PlasmaENGINE has several modes of operation to provide you with the flexibility you need. The default mode chosen based on your infrastructure will generally be the best.
Runs vectorized native code on GPU. Row based data will be automatically converted to vectorized (columnar) data. GPUs are great for vectorized data because they have thousands of cores and are built for it.
GPU mode will be the default on machines with NVIDIA GPUs. To force GPU mode, use
spark.plasma.task.use_gpu (see PlasmaENGINE Configuration Parameters).
When a GPU is not available, PlasmaENGINE can use the same native code generation and vectorized operations on CPUs. This mode is still faster than Apache Spark, but not as fast as GPU mode. It can be useful for jobs that might not see enough of a benefit from GPUs to justify the infrastructure cost difference.

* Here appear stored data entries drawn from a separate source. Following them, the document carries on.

PR #2795, opened 2022-12-27
Default Java constructor

### LINKED ISSUE #2765: Autogenerate default Java constructors
**Describe the bug**
You do not autogenerate the default Java constructor. We autogenerate it downstream, but that causes us issues with the explicitly-hidden-constructor case.

(the first set of assertions is the `Documentable` tree, the second set is the component tree we/dackka generate from it)
```
@Test
fun `Default constructors are autogenerated when no explicit constructor is present`() {
    val moduleJ = """
        public class Foo {}
    """.trimIndent().render(java = true)
    val classlikeJ = moduleJ.page("Foo").data.content
    val moduleK = """
        public class Foo {}
    """.trimIndent().render(java = false)
    val classlikeK = moduleK.page("Foo").data.content

    // test the Documentables tree. The correct behavior would be both isNotEmpty
    for (module in listOf(moduleJ, moduleK)) {
        val classlike = module.explicitClasslike("Foo")
        if (module == moduleK)
            assertThat((classlike as DClass).constructors).isEmpty()
        else
            assertThat((classlike as DClass).constructors).isNotEmpty()
    }

    // test the Documentables tree. The correct behavior is both isNotEmpty
    for (classlike in listOf(classlikeJ, classlikeK)) {
        assertThat(classlike.data.publicConstructorsDetails).isNotEmpty()
    }
}

@Test
fun `Default constructors are not autogenerated when private-constuctor pattern is used`() {
    val moduleJ = """
        public class Foo { private Foo() {} }
    """.trimIndent().render(java = true)
    val classlikeJ = moduleJ.page("Foo").data.content
    val moduleK = """
        public class Foo private constructor() {}
    """.trimIndent().render(java = false)
    val classlikeK = moduleK.page("Foo").data.content

    // test the Documentables tree. The correct behavior is both isEmpty
    for (module in listOf(moduleJ, moduleK)) {
        val classlike = module.explicitClasslike("Foo")
        assertThat((classlike as DClass).constructors).isEmpty()
    }

    // test our Components tree. The correct behavior is both isEmpty.
    // Our fix for the next test breaks us in this case. I think this is unavoidably upstream.
    for (classlike in listOf(classlikeJ, classlikeK)) {
        if (classlike == classlikeK)
            assertThat(classlike.data.publicConstructorsDetails).isNotEmpty()
        else
            assertThat(classlike.data.publicConstructorsDetails).isEmpty()        }
}
```

atyrin:
Fix #2765

If a class doesn't have an explicit constructor (with any visibility), a default synthetic one will be provided.
Affects only `DClass`.

### DIFF
--- a/plugins/base/src/main/kotlin/translators/psi/DefaultPsiToDocumentableTranslator.kt
+++ b/plugins/base/src/main/kotlin/translators/psi/DefaultPsiToDocumentableTranslator.kt
@@ -16,14 +16,15 @@ import org.jetbrains.dokka.analysis.KotlinAnalysis
 import org.jetbrains.dokka.analysis.PsiDocumentableSource
 import org.jetbrains.dokka.analysis.from
 import org.jetbrains.dokka.base.DokkaBase
-import org.jetbrains.dokka.base.translators.psi.parsers.JavaDocumentationParser
 import org.jetbrains.dokka.base.translators.psi.parsers.JavadocParser
 import org.jetbrains.dokka.base.translators.typeConstructorsBeingExceptions
 import org.jetbrains.dokka.base.translators.unquotedValue
-import org.jetbrains.dokka.links.*
+import org.jetbrains.dokka.links.DRI
+import org.jetbrains.dokka.links.nextTarget
+import org.jetbrains.dokka.links.withClass
+import org.jetbrains.dokka.links.withEnumEntryExtra
 import org.jetbrains.dokka.model.*
 import org.jetbrains.dokka.model.AnnotationTarget
-import org.jetbrains.dokka.model.Nullable
 import org.jetbrains.dokka.model.doc.DocumentationNode
 import org.jetbrains.dokka.model.doc.Param
 import org.jetbrains.dokka.model.properties.PropertyContainer
@@ -45,7 +46,7 @@ import org.jetbrains.kotlin.utils.addToStdlib.safeAs
 import java.io.File
 
 class DefaultPsiToDocumentableTranslator(
-    context: DokkaContext
+    context: DokkaContext,
 ) : AsyncSourceToDocumentableTranslator {
 
     private val kotlinAnalysis: KotlinAnalysis = context.plugin<DokkaBase>().querySingle { kotlinAnalysis }
@@ -94,8 +95,8 @@ class DefaultPsiToDocumentableTranslator(
 
     class DokkaPsiParser(
         private val sourceSetData: DokkaSourceSet,
-        facade: DokkaResolutionFacade,
-        private val logger: DokkaLogger
+        private val facade: DokkaResolutionFacade,
+        private val logger: DokkaLogger,
     ) {
         private val javadocParser = JavadocParser(logger, facade)
         private val syntheticDocProvider = SyntheticElementDocumentationProvider(javadocParser, facade)
@@ -276,10 +277,19 @@ class DefaultPsiToDocumentableTranslator(
                             JavaClassKindTypes.CLASS
                         )
                     }
-                }) + ancestry.interfaces.map { TypeConstructorWithKind(it.typeConstructor, JavaClassKindTypes.INTERFACE) }).toSourceSetDependent()
+                }) + ancestry.interfaces.map {
+                    TypeConstructorWithKind(
+                        it.typeConstructor,
+                        JavaClassKindTypes.INTERFACE
+                    )
+                }).toSourceSetDependent()
                 val modifiers = getModifier().toSourceSetDependent()
                 val implementedInterfacesExtra =
                     ImplementedInterfaces(ancestry.allImplementedInterfaces().toSourceSetDependent())
+
+                fun Array<PsiMethod>.defaultCtorIfEmpty() =
+                    if (isEmpty()) arrayOf(psi.createDefaultConstructor()) else this
+
                 when {
                     isAnnotationType ->
                         DAnnotation(
@@ -303,6 +313,7 @@ class DefaultPsiToDocumentableTranslator(
                                     .toAnnotations()
                             )
                         )
+
                     isEnum -> DEnum(
                         dri = dri,
                         name = name.orEmpty(),
@@ -341,6 +352,7 @@ class DefaultPsiToDocumentableTranslator(
                                 .toAnnotations()
                         )
                     )
+
                     isInterface -> DInterface(
                         dri = dri,
                         name = name.orEmpty(),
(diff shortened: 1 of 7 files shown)


plugins/base/src/main/kotlin/translators/psi/DefaultPsiToDocumentableTranslator.kt
```diff
@@ -427,7 +455,8 @@ class DefaultPsiToDocumentableTranslator(
                 },
                 documentation = docs.toSourceSetDependent(),
                 expectPresentInSet = null,
-                sources = PsiDocumentableSource(psi).toSourceSetDependent(),
+                // isPhysical detects the virtual methods without real sources. Here it used for default constructor
+                sources = if (psi.isPhysical) PsiDocumentableSource(psi).toSourceSetDependent() else emptyMap(),
```
IgnatBeresnev, line 459: Nice! If you have the time, let's fix it for other documentables as well? There's 3 usages total

Could do the same type of extension as proposed above, something along the lines of:

```kotlin
fun PsiNamedElement.parseSources(): SourceSetDependent<DocumentableSource> {
    return when {
        psi.isPhysical -> PsiDocumentableSource(this).toSourceSetDependent()
        else -> emptyMap()
    }
}
```

plugins/base/src/test/kotlin/signatures/InheritedAccessorsSignatureTest.kt
```diff
@@ -367,9 +383,13 @@ class InheritedAccessorsSignatureTest : BaseAbstractTest() {
 
                 writerPlugin.writer.renderedContent("root/test/-java-class/index.html").let { javaClassContent ->
                     val signatures = javaClassContent.signature().toList()
-                    assertEquals(2, signatures.size, "Expected 2 signatures: class signature and property")
+                    assertEquals(
+                        3,
+                        signatures.size,
+                        "Expected 2 signatures: class signature, default constructor and property"
```
IgnatBeresnev, line 389:
```suggestion
                        "Expected 3 signatures: class signature, default constructor and property"
```

plugins/base/src/test/kotlin/signatures/SignatureTest.kt
```diff
@@ -976,9 +976,13 @@ class SignatureTest : BaseAbstractTest() {
 
                 writerPlugin.writer.renderedContent("root/test/-java-class/index.html").let { kotlinClassContent ->
                     val signatures = kotlinClassContent.signature().toList()
-                    assertEquals(2, signatures.size, "Expected 2 signatures: class signature and property")
+                    assertEquals(
+                        3,
+                        signatures.size,
+                        "Expected 2 signatures: class signature, default constructor and property"
```
IgnatBeresnev, line 982:
```suggestion
                        "Expected 3 signatures: class signature, default constructor and property"
```

plugins/base/src/test/kotlin/translators/DefaultPsiToDocumentableTranslatorTest.kt
```diff
@@ -1,5 +1,6 @@
 package translators
 
+import com.jetbrains.rd.util.first
```
IgnatBeresnev, line 3: That's an interesting package, I actually have no idea what `rd` stands for. But it seems to be coming from one of the intellij dependencies.

To avoid possible compatibility problems in the future (can be deleted/moved/changed any day for all we know), I would change it to an stdlib alternative. 

For example, instead of doing
```kotlin
map.first().value
``` 

I think you can do
```kotlin
map.values.first()
```

plugins/base/src/test/kotlin/translators/DefaultPsiToDocumentableTranslatorTest.kt
```diff
@@ -741,4 +741,93 @@ class DefaultPsiToDocumentableTranslatorTest : BaseAbstractTest() {
...
+                val testedClass = module.findClasslike(packageName = "test", "A") as DClass
+
+                assertEquals(1, testedClass.constructors.size, "Expect 1 declared constructor")
+                assertEquals(JavaVisibility.Private, testedClass.constructors.first().constructorVisibility())
+            }
+        }
+    }
 }
+
+private fun DFunction.constructorVisibility() = visibility.first().value
```
IgnatBeresnev, line 833: Same thing about scope - it's an extension for any function, there's nothing limiting it to constructors only as far as I can see

So I would change it to just `DFunction.visibility()` or `DClass.constructorVisibility()`

IgnatBeresnev (commented):
Nicely done!

plugins/base/src/main/kotlin/translators/psi/DefaultPsiToDocumentableTranslator.kt
```diff
@@ -276,10 +277,19 @@ class DefaultPsiToDocumentableTranslator(
...
+                        it.typeConstructor,
+                        JavaClassKindTypes.INTERFACE
+                    )
+                }).toSourceSetDependent()
                 val modifiers = getModifier().toSourceSetDependent()
                 val implementedInterfacesExtra =
                     ImplementedInterfaces(ancestry.allImplementedInterfaces().toSourceSetDependent())
+
+                fun Array<PsiMethod>.defaultCtorIfEmpty() =
+                    if (isEmpty()) arrayOf(psi.createDefaultConstructor()) else this
```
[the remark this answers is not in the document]
atyrin: Not sure this function will be reused somewhere else. Annotations and interfaces don't have constructors. And Enums don't have a default one with the same logic as the classes.

I've extracted all constructor logic for PsiClass in the functions, but not sure is it ok to duplicate `when` inside the function.
https://github.com/Kotlin/dokka/pull/2795/files#diff-668d7a8ff4c6e4cbebe200868a974fefc008dd4d1a8158a6d9b6db6603b72ec7R404

plugins/base/src/main/kotlin/translators/psi/DefaultPsiToDocumentableTranslator.kt
```diff
@@ -450,6 +485,18 @@ class DefaultPsiToDocumentableTranslator(
             )
         }
 
+        /**
+         * `isPhysical` detects the virtual declarations without real sources.
+         * Otherwise, [PsiDocumentableSource] initialization will fail: non-physical declarations doesn't have `virtualFile`.
+         * The check is required since in [parseConstructors] we create a virtual method for default constructor.
```
IgnatBeresnev, line 491: nitpick:

The last line is quite specific and it can rot with time if the implementation of `parseConstructors` changes and we forget to update this comment (we probably will forget it)

I'd change it to something more generic, like `This check protects from accidentally requesting sources for synthetic / virtual declarations.`

And it can be helpful to move the comment closer to `isPhysical` and make it an implementation comment (`// text`), since more generic logic for parsing sources can be added to this function in the future.

IgnatBeresnev (approved):
:+1: :+1:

CPU mode will be the default on machines with no GPU. To force CPU mode, use
spark.plasma.task.use_cpu (see PlasmaENGINE Configuration Parameters).
When neither GPU or CPU modes make sense, or when some feature is not supported, PlasmaENGINE will delegate part of the plan to vanilla Apache Spark. If your job has three steps and the middle one is not supported on our engine (for example some proprietary native code), PlasmaENGINE will run the first step, let Apache Spark handle the second step, and then finish the third step. The first and third steps will run using generated native code on either CPU or GPU. The second step will run using normal Apache Spark code.
You can control mixed mode with
spark.plasma.mixedModeDelegation (see PlasmaENGINE Configuration Parameters).
PlasmaENGINE can be completely disabled by using
spark.plasma.enabled (see PlasmaENGINE Configuration Parameters). In this case it will run in permanent Apache Spark mode which is almost the same as using vanilla Apache Spark.